The secular vocation


            Pope Paul VI developed the Council's theology of secularity in his Apostolic Exhortation on the Evangelization of the People of Our Time, (Evangelii nuntiandi), in 1975.


            The Holy Father wrote: "Lay people, whose particular vocation places them in the midst of the world and in charge of the most varied temporal tasks, must for this very reason exercise a very special form of evangelization. Their primary and immediate task is ... to put to use every Christian and evangelical possibility latent but already present and active in the affairs of the world.
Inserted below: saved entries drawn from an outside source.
PR #178, opened 2022-03-28
Upgrade trivy

jesusfcr:
- Upgrade trivy base image to 0.24.4
- Adapt `--download-db-only` breaking change.
- Leverage `TRIVY_CACHE_DIR` env variable
- Add information about the context (os packages, lang-packages, ...)
- Clearly identify the path where the reference is (i.e. path to a go binary, path to a jar file). 
- Fill the resource table with the vulnerabilities.

### DIFF
--- a/cmd/vulcan-trivy/vulcan-trivy.go
+++ b/cmd/vulcan-trivy/vulcan-trivy.go
@@ -242,7 +242,7 @@ func processVulns(results ScanResponse, registryEnvDomain, target string, state 
 	vp := report.ResourcesGroup{
 		Name: "Package Vulnerabilities",
 		Header: []string{
-			"FixedBy",
+			"Fixed Version",
 			"Vulnerabilities",
 			"Severity",
 			"CWEs",
@@ -272,7 +272,7 @@ func processVulns(results ScanResponse, registryEnvDomain, target string, state 
 				maxScore = newScore
 			}
 			row := make(map[string]string, len(vp.Header))
-			row["FixedBy"] = p.fixedBy
+			row["Fixed Version"] = p.fixedBy
 			if p.cwes != nil {
 				urls := []string{}
 				for _, cwe := range p.cwes {
@@ -292,15 +292,15 @@ func processVulns(results ScanResponse, registryEnvDomain, target string, state 
 			Name: "Packages",
 			Header: []string{
 				"Location",
-				"FixedBy",
+				"Min. Recommended Version",
 			},
 			Rows: []map[string]string{},
 		}
 		for path := range det.paths {
 			prg.Rows = append(prg.Rows,
 				map[string]string{
-					"Location": path,
-					"FixedBy":  det.fixedBy,
+					prg.Header[0]: path,
+					prg.Header[1]: det.fixedBy,
 				})
 		}
 
--- a/cmd/vulcan-trivy/vulcan-trivy.go
+++ b/cmd/vulcan-trivy/vulcan-trivy.go
@@ -262,18 +262,20 @@ func processVulns(results scanResponse, registryEnvDomain, target string, state 
 
 		vp.Rows = []map[string]string{}
 		maxScore := getScore("NONE")
-		fingerprint := make([]string, len(l))
+		fingerprint := []string{}
 		for i, p := range l {
 			fingerprint = append(fingerprint, p.cve+p.severity)
+
 			// Compute the fingerprint for all the CVEs but add only vulnCVETruncateLimit to the table
-			if i > vulnCVETruncateLimit {
+			if i >= vulnCVETruncateLimit {
 				continue
 			}
+
 			newScore := getScore(p.severity)
 			if newScore > maxScore {
 				maxScore = newScore
 			}
-			row := make(map[string]string, len(vp.Header))
+			row := map[string]string{}
 			row["Fixed Version"] = p.fixedBy
 			if p.cwes != nil {
 				urls := []string{}
@@ -367,6 +369,7 @@ func getScore(severity string) float32 {
 
 var cveRegex = regexp.MustCompile(`^CVE-(\d{4})-(\d+)$`)
 
+// cve2num returns a numeric representation with year and id in case of CVE or a 0 otherwise
 func cve2num(cve string) int {
 	m := cveRegex.FindStringSubmatch(cve)
 	if len(m) == 3 {
--- a/cmd/vulcan-trivy/vulcan-trivy.go
+++ b/cmd/vulcan-trivy/vulcan-trivy.go
@@ -201,7 +201,8 @@ func processVulns(results scanResponse, registryEnvDomain, target string, state 
 			path := ""
 			switch {
 			case tt.Class == "os-pkgs":
-				path = tt.Type // alpine, centos, ...
+				// Type contains the os distro name (i.e. alpine, centos, amazon, ...)
+				path = fmt.Sprintf("%s:%s", tt.Type, tv.PkgName)
 			case tv.PkgPath != "":
 				path = tv.PkgPath
 			default:
@@ -301,13 +302,13 @@ func processVulns(results scanResponse, registryEnvDomain, target string, state 
 			Details: generateDetails(registryEnvDomain, target),
 			Resources: []report.ResourcesGroup{
 				{
-					Name: "Packages",
+					Name: "Package",
 					Header: []string{
-						"Location",
+						"Package",
 						"Min. Recommended Version",
 					},
 					Rows: []map[string]string{{
-						"Location":                 key.path,
+						"Package":                  key.path,
 						"Min. Recommended Version": det.fixedBy,
 					}},
 				},
--- a/cmd/vulcan-trivy/vulcan-trivy.go
+++ b/cmd/vulcan-trivy/vulcan-trivy.go
@@ -151,6 +151,8 @@ func run(ctx context.Context, target, assetType, optJSON string, state checkstat
 		severitiesFlag := []string{"--severity", opt.Severities}
 		triviArgs = append(triviArgs, severitiesFlag...)
 	}
+	// Restrict to vulnerabilities (no config/secrets yet)
+	triviArgs = append(triviArgs, "--security-checks", "vuln")
 	// Append the target (docker image including registry hostname).
 	triviArgs = append(triviArgs, target)
 
--- a/cmd/vulcan-trivy/vulcan-trivy.go
+++ b/cmd/vulcan-trivy/vulcan-trivy.go
@@ -17,6 +17,7 @@ import (
 	"time"
 
 	report "github.com/adevinta/vulcan-report"
+	"github.com/mcuadros/go-version"
 
 	check "github.com/adevinta/vulcan-check-sdk"
 	"github.com/adevinta/vulcan-check-sdk/helpers"
@@ -24,7 +25,7 @@ import (
 	"github.com/avast/retry-go"
 )
 
-const vulnCVETrucateLimit = 30
+const vulnCVETrucateLimit = 10
 
 var (
 	checkName        = "vulcan-trivy"
@@ -63,10 +64,14 @@ type ScanResponse []struct {
 
 type outdatedKey struct {
 	name    string
-	path    string
 	version string
 }
 
+type vulnData struct {
+	packages []outdatedPackage
+	paths    map[string]interface{}
+	fixedBy  string
+}
 type outdatedPackage struct {
 	severity string
 	fixedBy  string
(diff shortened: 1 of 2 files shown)


cmd/vulcan-trivy/vulcan-trivy.go
```diff
@@ -186,116 +194,108 @@ func run(ctx context.Context, target, assetType, optJSON string, state checkstat
...
-			Labels: []string{"potential", "docker"},
-
-			// Finding attributes.
-			Fingerprint:      fingerprint,
-			AffectedResource: affectedResource,
-			Score:            getScore(op.severity),
-			Details:          generateDetails(registryEnvDomain, target),
-			Resources:        []report.ResourcesGroup{vp},
-		}
+			vuln.Fingerprint = helpers.ComputeFingerprint()
```
jesusfcr, line 282: What would be the fingerprint?

cmd/vulcan-trivy/vulcan-trivy.go
```diff
@@ -186,116 +194,108 @@ func run(ctx context.Context, target, assetType, optJSON string, state checkstat
...
+				// Target includes the image uri (i.e. adevinta/vulcan-local:latest (alpine 3.15.1)) -> Removed
+				// Path is empty -> removed
+				// Example "os-pkgs alpine libretls:3.3.4-r2"
+				vuln.AffectedResource = strings.TrimSpace(fmt.Sprintf("%s %s %s:%s", tt.Class, tt.Type, key.name, key.version))
+			} else if key.path != "" {
+				// Example: "lang-pkgs jar Java-flyway/lib/aad/jackson-databind-2.10.5.1.jar com.fasterxml.jackson.core:jackson-databind:2.10.5.1"
+				vuln.AffectedResource = strings.TrimSpace(fmt.Sprintf("%s %s %s-%s %s:%s", tt.Class, tt.Type, tt.Target, key.path, key.name, key.version))
+			} else {
+				// Example: "lang-pkgs gobinary app/vulcan-api github.com/docker/distribution:v2.7.1+incompatible"
+				vuln.AffectedResource = strings.TrimSpace(fmt.Sprintf("%s %s %s %s:%s", tt.Class, tt.Type, tt.Target, key.name, key.version))
```
jesusfcr, line 294: Review the format of the affectedResource.

cmd/vulcan-trivy/vulcan-trivy.go
```diff
@@ -186,116 +194,108 @@ func run(ctx context.Context, target, assetType, optJSON string, state checkstat
...
-			return opvArr[i].name < opvArr[j].name
-		default:
-			return opvArr[i].version < opvArr[j].version
+		for key, l := range outdatedPackageVulns {
+			// Sort outdated packages by severity
+			sort.Slice(l, func(i, j int) bool {
+				return getScore(l[i].severity) > getScore(l[j].severity)
+			})
+			// Keep only top vulnTruncateLimit
+			if len(l) > vulnTruncateLimit {
```
jesusfcr, line 225: Do we have to limit it?

cmd/vulcan-trivy/vulcan-trivy.go
```diff
@@ -186,116 +194,108 @@ func run(ctx context.Context, target, assetType, optJSON string, state checkstat
...
+					row["CWEs"] = strings.Join(l.cves, ",")
+				}
+				row["CVE"] = l.cve
+				if l.link == "" {
+					l.link = fmt.Sprintf("https://nvd.nist.gov/vuln/detail/%s", l.cve)
+				}
+				row["Link"] = l.link
+				row["Severity"] = l.severity
+				vp.Rows = append(vp.Rows, row)
+			}
```
jesusfcr, line 265: Should we keep this or compute from the from CWES? What if more than one?

cmd/vulcan-trivy/vulcan-trivy.go
```diff
@@ -186,116 +191,102 @@ func run(ctx context.Context, target, assetType, optJSON string, state checkstat
...
-					severity: dockerVuln.Severity,
-					fixedBy:  dockerVuln.FixedVersion,
-					cves:     []string{},
+				row := make(map[string]string, len(vp.Header))
+				row["FixedBy"] = l.fixedBy
+				if l.cves != nil {
+					row["CWEs"] = strings.Join(l.cves, ",")
 				}
+				row["CVE"] = l.cve
+				if l.link == "" {
```
jesusfcr, line 249: Does it make sense to use the trivy provided link vs the nist.gov one?

- https://avd.aquasec.com/nvd/2021/cve-2021-21707/
- https://nvd.nist.gov/vuln/detail/cve-2021-21707

cmd/vulcan-trivy/vulcan-trivy.go
```diff
@@ -49,23 +44,34 @@ type Results struct {
...
+	Class           string `json:"Class"`
+	Type            string `json:"Type"`
 	Vulnerabilities []struct {
 		VulnerabilityID  string   `json:"VulnerabilityID"`
 		PkgName          string   `json:"PkgName"`
+		PkgPath          string   `json:"PkgPath"`
 		InstalledVersion string   `json:"InstalledVersion"`
 		FixedVersion     string   `json:"FixedVersion"`
 		Title            string   `json:"Title,omitempty"`
 		Description      string   `json:"Description,omitempty"`
```
jesusfcr, line 56: We are not using Title / Description. It adds detailed information but it could be too much info.

```json
{
  "Title": "zlib: A flaw in zlib-1.2.11 when compressing (not decompressing!) certain inputs.",
  "Description": "zlib before 1.2.12 allows memory corruption when deflating (i.e., when compressing) if the input has many distant matches."}
```

cmd/vulcan-trivy/vulcan-trivy.go
danfaizer: I think is fair as long we are using the tool that provides the info.

cmd/vulcan-trivy/vulcan-trivy.go
danfaizer: The fingerprint for this vulnerability should be an array formed by:
The list of CVEs (not CWEs) + the list of severities of each CVE.
All sorted.

cmd/vulcan-trivy/vulcan-trivy.go
```diff
@@ -22,18 +22,13 @@ import (
...
 	checkstate "github.com/adevinta/vulcan-check-sdk/state"
 	"github.com/avast/retry-go"
-	"github.com/mcuadros/go-version"
 )
 
-const (
-	vulnTruncateLimit   = 30
-	vulnCVETrucateLimit = 10
-)
+const vulnCVETrucateLimit = 10
```
danfaizer, line 27: With the expansion of vulnerabilities now is true that we don't need to limit the number of vulnerabilities to 30. Because of this I would suggest to increase the number of `vulnCVETrucateLimit` to 30 instead.
As extra context, we would take the list of CVEs in order to compile the fingerprint of the vulnerability and as less information we loose the better.

cmd/vulcan-trivy/vulcan-trivy.go
danfaizer: In this case, in order to make the logic simpler and to make it more readable to the user I would suggest something like:
```
switch key.path {
 case "":
   vuln.AffectedResource = strings.TrimSpace(fmt.Sprintf("%s:%s:%s", tt.Type, key.name, key.version))
 default:
   vuln.AffectedResource = strings.TrimSpace(fmt.Sprintf("%s", key.path))
}
```
In this way, if there is a specific path where the vulnerability has been found (the detection point) it will be shown directly otherwise we will show required info to point to the correct place. From your examples:
```
# alpine:libretls:3.3.4-r2
# Java-flyway/lib/aad/jackson-databind-2.10.5.1.jar
# app/vulcan-api:github.com/docker/distribution:v2.7.1+incompatible
```

danfaizer (changes requested):
Great job! I've added some comments.

cmd/vulcan-trivy/vulcan-trivy.go
jesusfcr: Ok, but we could keep the list in the table to 10 and use the full list of CVEs for the finterprint.

cmd/vulcan-trivy/vulcan-trivy.go
```diff
@@ -186,116 +187,102 @@ func run(ctx context.Context, target, assetType, optJSON string, state checkstat
...
+			l, ok := outdatedPackageVulns[key]
+			if !ok {
+				l = []outdatedPackage{}
+			}
+			outdatedPackageVulns[key] = append(l, outdatedPackage{
+				severity: tv.Severity,
+				fixedBy:  tv.FixedVersion,
+				cve:      tv.VulnerabilityID,
+				link:     tv.PrimaryURL,
+				cves:     tv.CweIDs,
```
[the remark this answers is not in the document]
jesusfcr: Right, thanks!

cmd/vulcan-trivy/vulcan-trivy.go
```diff
@@ -186,116 +187,102 @@ func run(ctx context.Context, target, assetType, optJSON string, state checkstat
...
-					version:  dockerVuln.InstalledVersion,
-					severity: dockerVuln.Severity,
-					fixedBy:  dockerVuln.FixedVersion,
-					cves:     []string{},
+				row := make(map[string]string, len(vp.Header))
+				row["FixedBy"] = l.fixedBy
+				if l.cves != nil {
+					row["CWEs"] = strings.Join(l.cves, ",")
+				}
+				row["CVE"] = l.cve
```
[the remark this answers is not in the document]
jesusfcr: Done

cmd/vulcan-trivy/vulcan-trivy.go
jesusfcr: Sure, below we are hardcoding CWEID:937, but trivy provides CweIDs as an array.
I m wondering if we should compute the final CWEID from the ones provided by Trivy or keep the 937

cmd/vulcan-trivy/vulcan-trivy.go
```diff
@@ -186,116 +187,102 @@ func run(ctx context.Context, target, assetType, optJSON string, state checkstat
...
-		for _, dockerVuln := range trivyTarget.Vulnerabilities {
-			op, ok := outdatedPackageVulns[dockerVuln.PkgName]
-			if ok {
-				if isMoreSevere(dockerVuln.Severity, op.severity) {
-					op.severity = dockerVuln.Severity
+		vp := report.ResourcesGroup{
+			Name: "Package Vulnerabilities",
+			Header: []string{
+				"FixedBy",
+				"CVE",
```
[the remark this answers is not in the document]
jesusfcr: Done.

cmd/vulcan-trivy/vulcan-trivy.go
jesusfcr: I see two problems:

In case of jars packed the path exists but we willl miss the embedded package name / version"
```json
{
  "Target": "Java", "Class": "lang-pkgs", "Type": "jar",
  "Vulnerabilities": [
    {
      "VulnerabilityID": "CVE-2020-36518",
      "PkgName": "com.fasterxml.jackson.core:jackson-databind",
      "PkgPath": "app/app.jar",
      "InstalledVersion": "2.13.0",
      "FixedVersion": "2.12.6.1, 2.13.2.1"
    }
}
```

In case of gobinaries the path is in the tt.Target
```json
{
  "Target": "app/vulcan-api", "Class": "lang-pkgs", "Type": "gobinary",
  "Vulnerabilities": [
    {
      "VulnerabilityID": "GMS-2022-20",
      "PkgName": "github.com/docker/distribution",
      "InstalledVersion": "v2.7.1+incompatible",
      "FixedVersion": "v2.8.0"
    }
}
```

jesusfcr: I propossed a variation.

cmd/vulcan-trivy/vulcan-trivy.go
danfaizer: I think is ok to have these attributes mapped at check level even if we not use them for now.
We just need to pay attention if we decide to use them in the future in terms of vulnerability size.

cmd/vulcan-trivy/vulcan-trivy.go
jesusfcr: Kept the 10 limit and using the whole list for the fingerprint.

gguillemas (dismissed):
LGTM

danfaizer (dismissed):
LGTM

danfaizer (approved):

Their own field of evangelizing activity is the vast and complicated world of politics, society and economics, but also the world of culture, of the sciences and arts, of international life, of the mass media. It also includes other realities which are open to evangelization, such as love, the family, the education of children and adolescents, professional work, suffering" (EN 70).


            Although the SFO Rule of Paul VI in 1978 does not refer to the Exhortation, it follows it in Articles 14 to 19: build a more fraternal world; promote justice; esteem work as a gift; cultivate the Franciscan spirit in the family; respect all creatures; bring peace, joy and hope.


            The SFO General Constitutions of 2000 stress that the Secular Franciscans should be first of all evangelized through: following their secular vocation; conversion; initial and ongoing formation; spiritual assistance (cf. Letter to the Assistants, 1992 n.2, p. 13-15). Then they should evangelize others in the family, at work, in secular society and in the church community, both in the SFO local Fraternity and outside the SFO (cf. Letter to the Assistants, 1992, n.1, p.11-12).